Source: ZyCrypto, originally published on .
A survey conducted by Natixis Investment Management, has found that the worldwide bull run the financial world is currently in the midst of is causing investors to be complacent regarding risk.
The survey polled 2775 financial advisors around the world, 82% of which found that complacency has sunk in to their clients as the markets around the world climb and just under 80% of their client failed to even recognize risk.
Since investors are losing perspective about risk, they tend to be upset and surprised when the market takes a downturn. Through Natixis’ survey many of the advisors reported that their clients reacted emotionally to market volatility and that in most cases the advisors needed to act as a “voice of reason” for their clients.

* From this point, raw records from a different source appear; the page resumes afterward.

PR #362, opened 2022-06-02
Use rate on sum to avoid issues when resetting

paurosello:
This PR:

Change from sun of requests to rate of requests 

Related to https://github.com/giantswarm/giantswarm/issues/22134

### Checklist

### DIFF
--- a/CHANGELOG.md
+++ b/CHANGELOG.md
@@ -12,6 +12,7 @@ and this project adheres to [Semantic Versioning](https://semver.org/spec/v2.0.0
 ### Fixed
 
 - Fixing mixins prometheus recording rules
+- Use rate instead of the total amount of requests for calculating SLO for kube-scheduler
 
 ## [2.24.0] - 2022-05-25
 
--- a/helm/prometheus-rules/templates/recording-rules/service-level.rules.yml
+++ b/helm/prometheus-rules/templates/recording-rules/service-level.rules.yml
@@ -252,57 +252,57 @@ spec:
 
     # core k8s components internal API requests
     # record number of requests.
-    - expr: label_replace(sum(rest_client_requests_total{app=~"kube-controller-manager|kube-scheduler"}) by (cluster_id,app), "service", "$1", "app", "(.*)")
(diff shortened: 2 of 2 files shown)


paurosello:
The problem is I don't know how to test this :(

whites11 (approved):
At a glance it makes sense, but I know SLO alerts calculate a rate on their own so it's important Atlas reviews this as well

hervenicol:
:exclamation: Changing a (broken) counter to a gauge is a breaking change for anything which relies on these metrics.

You can't sum counters in a reliable way, that's a known problem with Prometheus, so I think you're doing right there. :+1: 

Just, maybe give the metrics a new name? Downside is that may create some unused metrics, and use space for nothing.
But do we have a reliable way to know which metrics are used and where? Maybe a few greps in the right repos would be enough to be safe on that?

Let my Atlas colleagues who know better than me complete my comment :wink:

paurosello:
> ❗ Changing a (broken) counter to a gauge is a breaking change for anything which relies on these metrics.
> 
> You can't sum counters in a reliable way, that's a known problem with Prometheus, so I think you're doing right there. 👍
> 
> Just, maybe give the metrics a new name? Downside is that may create some unused metrics, and use space for nothing. But do we have a reliable way to know which metrics are used and where? Maybe a few greps in the right repos would be enough to be safe on that?
> 
> Let my Atlas colleagues who know better than me complete my comment 😉

I am only modifying a subset of the records included in `raw_slo_requests`, so I don't think we can't really rename without creating a mess as all the alarms are based on this metric.

hervenicol:
> I am only modifying a subset of the records included in `raw_slo_requests`, so I don't think we can't really rename without creating a mess as all the alarms are based on this metric.

If I understood correctly, this PR changes **counters** (a metric that only increases, and counts the amount "since ever") into **gauges** (a metric that can gives an instant value, and can be totally different from one read to another).

These are totally different metrics, and changing the contents of the metrics without changing its name will still create a mess with all that's based on it IMO.

paurosello:
Reverted as we are not sure if the alerts still work.

@JosephSalisbury do you have an opinion on this? As you are the SLO master... :)

JosephSalisbury:
@paurosello i'd have to pair with you on this to get into context, feel free to drop an hour in my calendar sometime and we can smash it out <3

PR #363, opened 2022-06-03
Enable Monitoring during upgrade

paurosello:
This PR:

- Enable many alerts that were deactivated during upgrades.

Another common thread among advisors found by the Natixis survey is that professional financial advisors by in large, fear cryptocurrency investments. Natixis reported that 74% of respondents think the Bitcoin bubble will burst in 2018, which is in stark contrast to the only 21% that are concerned with an equities or bonds bubble.
Darren Pilbeam, head of UK wholesale and retail at Natixis Investment Managers suggested that after such a long bull run, investors have forgotten about the risks of investing.

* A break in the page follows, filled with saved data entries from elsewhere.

PR #368, opened 2022-06-09
added rules for Loki

hervenicol:
This PR adds alerts for Loki

Ops-recipes: https://github.com/giantswarm/giantswarm/pull/22375
Towards https://github.com/giantswarm/roadmap/issues/718

No dashboards created yet. I hope to use loki-mixins in the future, but we should have some working loki instances first!

### Checklist

### DIFF
--- a/CHANGELOG.md
+++ b/CHANGELOG.md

“After nine years of steady growth, volatility has returned to the markets and investors have to get reacquainted with the feeling of uncertainty.”
Pilbeam and Natixis also say a diverse range of investments is the best way to mitigate risk, and “recommend implementing a broad range of alternatives.” But apparently cryptocurrency is not among the broad range of options they endorse.

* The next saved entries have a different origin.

PR #384, opened 2022-07-05
Initial rule test support

bavarianbidi:
This PR:

- adds support for unit testing alerting rules - needed as i've added my first bunch of new alerts

TODO:
- [x] integrate into ci
- [x] finalize make targets
- [x] finish test script
- [x] documentation

### Checklist


CHANGELOG.md
```diff
@@ -11,6 +11,7 @@ and this project adheres to [Semantic Versioning](https://semver.org/spec/v2.0.0
 
 ### Added
 
+- Add Rules for Cluster API and Cluster API Openstack for team rocket
```
QuentinBisson, line 14: Can you add something about the testing mechanism for rules ? Or maybe split it up in another PR afterward :)

helm/prometheus-rules/.helmignore
```diff
@@ -0,0 +1,3 @@
+.gitignore
+alerting-rules-test/*.yml
+alerting-rules-test/rules/*.yml
```
QuentinBisson, line 3:
```suggestion
alerting-rules-test/rules/*.yml

```

test/hack/bin/.gitignore
```diff
@@ -0,0 +1,6 @@
+# Ignore everything in this directory
+*
+# Except the following
+!.gitignore 
+!verify-rules.sh
+!fetch-tools.sh
```
QuentinBisson, line 6:
```suggestion
!fetch-tools.sh

```

QuentinBisson:
I realllllly like your approach here <3

Could you write a bit of documentation in the end so we can announce that in news-ops so other team starts to test their alerts also ?

bavarianbidi:
> I realllllly like your approach here <3
> 
> Could you write a bit of documentation in the end so we can announce that in news-ops so other team starts to test their alerts also ? 

Sure, will do that ... Initial intention was to get some early feedback if it make sense to continue on this.

Will write some documentation later on

hervenicol:
I've had a look; ok maybe more than a look, so here is a PR to help things forward: https://github.com/giantswarm/prometheus-rules/pull/417

bavarianbidi:
THX @hervenicol for your PR on this branch :heart: 

I changed the directory structure a bit and add some initial notes about testing and how to add new tests.
For validation i added test cases for all `CAPI` and `CAPO` rules (to have a valid test target).

There are still some limitations (described in `README.md`) but maybe we can start with this and improve the script when we are at the point where we need the improvements.

README.md
```diff
@@ -7,6 +7,47 @@
...
+### Testing
+
+By creating unit tests for Alerting rules it's possible to get early feedback about possible misbehavior in alerting rules.
+Unit tests are executed via `promtool` (part of `prometheus`).
+
+By running `make test` in your local environment, all required binaries will be downloaded and tests will be executed.
+
+#### Writing new tests
+
+1. remove the rules file you would like to test from `test/conf/promtool_ignore`
```
hervenicol, line 19: Should be the other way around IMO.
The current behaviour for each rule is to:
1- check - does not need any test file
2- test - skipped if there is no test file

So why not check all rule files by default?
In my tests, I only need an ignore entry for rules that helm complains about with:
```
Error: could not find template templates/alerting-rules/aws.management-cluster.rules.yml in chart
```

BTW, this makes me wonder if the list of ignored rules may be different for each provider ?

README.md
```diff
@@ -7,6 +7,47 @@
...
+1. create a new test file in [unit testing rules] format for each provider in `test/conf/providers` in `test/tests/providers/<providers>/`
+1. by running `make test` you can validate the your testing rules.
```
hervenicol, line 21:
```suggestion
1. by running `make test` you can validate your testing rules.
```

test/hack/bin/verify-rules.sh
```diff
@@ -0,0 +1,134 @@
...
+
+            echo "###    promtool check rules $GIT_WORKDIR/test/tests/providers/$provider/$filename"
+            local promtool_check_output
+            promtool_check_output="$("$GIT_WORKDIR/$PROMTOOL" check rules "$GIT_WORKDIR/test/tests/providers/$provider/$filename" 2>&1)" ||
+                promtool_check_errors+=("$promtool_check_output")
+
+            local promtool_test_output
+            local testfile="$GIT_WORKDIR/test/tests/providers/$provider/${filename%.yml}.test.yml"
+            if [[ ! -f "$testfile" ]]; then
+                echo "###    testfile $testfile not found, skipping promtool test"
```
hervenicol, line 98: Bug: It says it skips, then it does not.
```suggestion
                echo "###    testfile $testfile not found, skipping promtool test"
                continue
```

hervenicol (changes requested):

hervenicol:
Totally agree we should not wait to have something perfect before we merge, and the current status is already great!
I'd just like to clarify stuff around the `promtool_ignore` file before.

hervenicol:
Status:
* we need provider-specific ignore files and provider-specific tests
* bust most of the tests and ignored rules are generic
* So we need to have a kind of hierarchy for them.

It makes sense for investment management firms to question the value of cryptocurrencies because blockchain infrastructure and tokenomics threaten the industry’s power to fund businesses and the mere existence of many coins and blockchain startups threaten to replace the services advisors provide.
Natixis’ conclusion that complacency is growing in regards to risk, could explain the huge growth that we witnessed in the crypto markets during 2017. Investors who have been so used to seeing only green became willing to move some of their gains to Bitcoin, Ethereum or altcoins; but, now with more turbulence picking up in the traditional financial markets, investors may be less willing to tolerate the volatility of the cryptocurrencies.